Physical Chemistry

Academician V. A. Kargin, M. Azori, N. A. Plate,
S. I. Banduryan

Direct Electron-Microscopic Observation of the Polymerization Processes of Crystalline Monomers

In studying polymerization processes in the solid phase, methods well developed for liquid-phase polymerization often prove unsuitable, and the criteria determining the reaction mechanism are ambiguous. Therefore, much attention has come to be devoted to the search for new methods of investigation that would better correspond to the nature of these phenomena. Among these methods, the following have proved fruitful: X-ray diffraction \((^{1-5})\), optical microscopy \((^{6,7})\), and electron microscopy \((^{8-10})\). In the last case, the technique used was that of taking replicas from the surface of previously partially polymerized samples.

To study the polymerization of crystalline monomers we applied a direct electron-microscopic method of observation. Polymerization was carried out directly in the column of a JEM-5U microscope, using the electron beam (at 80 kV) also to initiate the process. Owing to heating of the samples under the action of the electron beam and to the high vacuum in the microscope column, the monomers must have a sufficiently high melting point and low vapor pressure. In this connection, attempts to use acrylamide and methacrylamide proved unsuccessful, and therefore the following were chosen as monomers: \(N\)-phenylmethacrylamide (m.p. \(89^\circ\)), \(n\)-biphenylmethacrylamide (m.p. \(161^\circ\)), and sodium acrylate (not melting up to \(350^\circ\)).

\(N\)-Phenylmethacrylamide (PMA). A freshly prepared suspension of small PMA crystals rapidly precipitated (from an alcoholic solution by water) was deposited on a copper grid with a collodion support and dried in air at \(50^\circ\). When these samples were introduced into the electron microscope, globular and fibrous formations immediately appeared on the crystals, arranged in parallel rows along the length of the crystal. The entire process took place over several seconds. The polymer structures formed were visible owing to the continuous sublimation of the monomer without its melting, and by the end of the process unchanged polyphenylmethacrylamide remained on the support. Figure 1 (see insert, p. 1192) shows a photograph of PMA crystals after polymerization in the electron microscope. When these crystals are examined in an optical microscope, it is seen that they are needle-like formations with distinct faces.

As is evident from the microphotograph presented, the polymerization process is facilitated on the edges of the crystals; in particular, more fully formed fibrils were produced at the edges of the crystals.

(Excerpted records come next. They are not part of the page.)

PR #2739, opened 2026-09-09
fix(cli): handle publicIpv4() errors when resolving public IP

### LINKED ISSUE #2724: Add error handling for calls to publicIpv4 to prevent crashing on --remote=<password> if public IP cannot be determined.
**Describe the bug**

Error handling (try/catch) is missing for calls to publicIpv4(), meaning that slidev crashes (DOMException) if the public IP cannot be determined. 
This happens in practice when using slidev --remote with a password present, or when asking for a QR code, on a server that has a LAN IP but which cannot determine a public IP due to e.g. network restrictions on DNS.

**Minimal reproduction**
- Any presentation
- Block DNS calls (UDP/53 to at least opendns + google, which seems to be used by public-ip)
- bun dev --remote=abcd1234

**Environment**

- Slidev version: 52.19.0
- Browser: NA
- OS: Ubuntu 26.04.1 LTS

jabrailkhalil:
## Summary

`publicIpv4()` from the `public-ip` package rejects when the public IP cannot be determined (e.g. DNS restricted networks, no internet). Two call sites in `packages/slidev/node/cli.ts` awaited it without error handling:

- startup with `--remote=<password>` (crashed the whole CLI)
- the `c` QR code shortcut (crashed the shortcut handler)

Both calls are now wrapped in try/catch. When the lookup fails, the CLI keeps running: the LAN addresses printed by `printInfo()` remain available, and the QR shortcut simply skips the "Public IP" line.

## Tests

- `pnpm typecheck` - passed (vue-tsc, exit 0)
- `pnpm build` - passed (all packages)
- `pnpm test` - 241/241 passed (28 test files)
- `pnpm exec eslint packages/slidev/node/cli.ts` - no issues

## Verification

Manual scenario from the issue: launch a deck with `slidev --remote=abcd1234` on a machine where the public IP cannot be determined. Before this change the CLI throws an unhandled `DOMException` and dies; after the change it prints the local remoting URLs and stays interactive. The QR code shortcut (`c`) no longer throws either and only skips the public IP line.

Fixes #2724


jabrailkhalil:
The CI workflows for the current head `57b84289ee` are waiting for contributor workflow approval (`action_required`): [Production Smoke Test](https://github.com/slidevjs/slidev/actions/runs/34404587882), [Test](https://github.com/slidevjs/slidev/actions/runs/34404587883), [autofix.ci](https://github.com/slidevjs/slidev/actions/runs/34404587912). Could a maintainer approve the pending runs when convenient? These runs have not executed their checks yet; I will address any failures once they run.

PR #1861, opened 2017-02-28
retaining full state on pagination

anthonygarvan:
oops. Never implemented pagination for all the new filters.


vrajmohan:
We should do something soon about the growing method signature.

In the case where the surface of the crystals is defective and transverse cracks are present on them (visible in the optical microscope), the growth of structures proceeds in the direction of these cracks and the fibers formed are arranged perpendicular to the length of the crystal (Fig. 2, see insert, p. 1192). In the case where the cracks do not penetrate deeply into the crystal and are not situated along its entire length, both types of structure-formation processes are observed. Similar structures for already prepared polymers have been detected with the aid of the electron microscope in the case of rubbers \((^{11})\) and polyacrylamide \((^{8,9})\).

The electron diffraction pattern of bulk single crystals that retained their shape very rapidly changed into a diffraction pattern typical of amorphous substances.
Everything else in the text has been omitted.